■ The problem: Print the data that follows exactly, leaving nothing out.
[Records for this task Boundary: Start]
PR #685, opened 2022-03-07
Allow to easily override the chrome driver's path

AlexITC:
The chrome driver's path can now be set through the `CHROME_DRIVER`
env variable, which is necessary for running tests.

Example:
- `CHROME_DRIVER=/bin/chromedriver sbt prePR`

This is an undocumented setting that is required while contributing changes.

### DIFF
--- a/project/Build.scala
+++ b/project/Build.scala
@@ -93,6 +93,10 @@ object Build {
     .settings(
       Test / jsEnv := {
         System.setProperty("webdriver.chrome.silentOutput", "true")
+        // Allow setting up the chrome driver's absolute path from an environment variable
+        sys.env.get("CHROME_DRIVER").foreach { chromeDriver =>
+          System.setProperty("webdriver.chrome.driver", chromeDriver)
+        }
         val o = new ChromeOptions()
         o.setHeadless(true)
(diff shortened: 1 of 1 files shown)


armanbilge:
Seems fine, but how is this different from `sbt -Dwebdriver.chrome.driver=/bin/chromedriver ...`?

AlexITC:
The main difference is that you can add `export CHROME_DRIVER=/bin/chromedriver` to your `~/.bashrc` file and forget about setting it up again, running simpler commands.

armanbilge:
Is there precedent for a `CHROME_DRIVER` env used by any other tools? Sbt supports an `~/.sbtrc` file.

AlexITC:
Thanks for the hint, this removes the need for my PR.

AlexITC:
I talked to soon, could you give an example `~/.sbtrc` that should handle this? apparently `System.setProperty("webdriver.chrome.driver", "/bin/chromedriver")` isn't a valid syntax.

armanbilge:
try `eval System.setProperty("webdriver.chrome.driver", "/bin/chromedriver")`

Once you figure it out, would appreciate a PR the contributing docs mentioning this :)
[Records for this task Boundary: End]
■ Result of the task:
PR #685, opened 2022-03-07
Allow to easily override the chrome driver's path

AlexITC:
The chrome driver's path can now be set through the `CHROME_DRIVER`
env variable, which is necessary for running tests.

Example:
- `CHROME_DRIVER=/bin/chromedriver sbt prePR`

This is an undocumented setting that is required while contributing changes.

### DIFF
--- a/project/Build.scala
+++ b/project/Build.scala
@@ -93,6 +93,10 @@ object Build {
     .settings(
       Test / jsEnv := {
         System.setProperty("webdriver.chrome.silentOutput", "true")
+        // Allow setting up the chrome driver's absolute path from an environment variable
+        sys.env.get("CHROME_DRIVER").foreach { chromeDriver =>
+          System.setProperty("webdriver.chrome.driver", chromeDriver)
+        }
         val o = new ChromeOptions()
         o.setHeadless(true)
(diff shortened: 1 of 1 files shown)


armanbilge:
Seems fine, but how is this different from `sbt -Dwebdriver.chrome.driver=/bin/chromedriver ...`?

AlexITC:
The main difference is that you can add `export CHROME_DRIVER=/bin/chromedriver` to your `~/.bashrc` file and forget about setting it up again, running simpler commands.

armanbilge:
Is there precedent for a `CHROME_DRIVER` env used by any other tools? Sbt supports an `~/.sbtrc` file.

AlexITC:
Thanks for the hint, this removes the need for my PR.

AlexITC:
I talked to soon, could you give an example `~/.sbtrc` that should handle this? apparently `System.setProperty("webdriver.chrome.driver", "/bin/chromedriver")` isn't a valid syntax.

armanbilge:
try `eval System.setProperty("webdriver.chrome.driver", "/bin/chromedriver")`

Once you figure it out, would appreciate a PR the contributing docs mentioning this :)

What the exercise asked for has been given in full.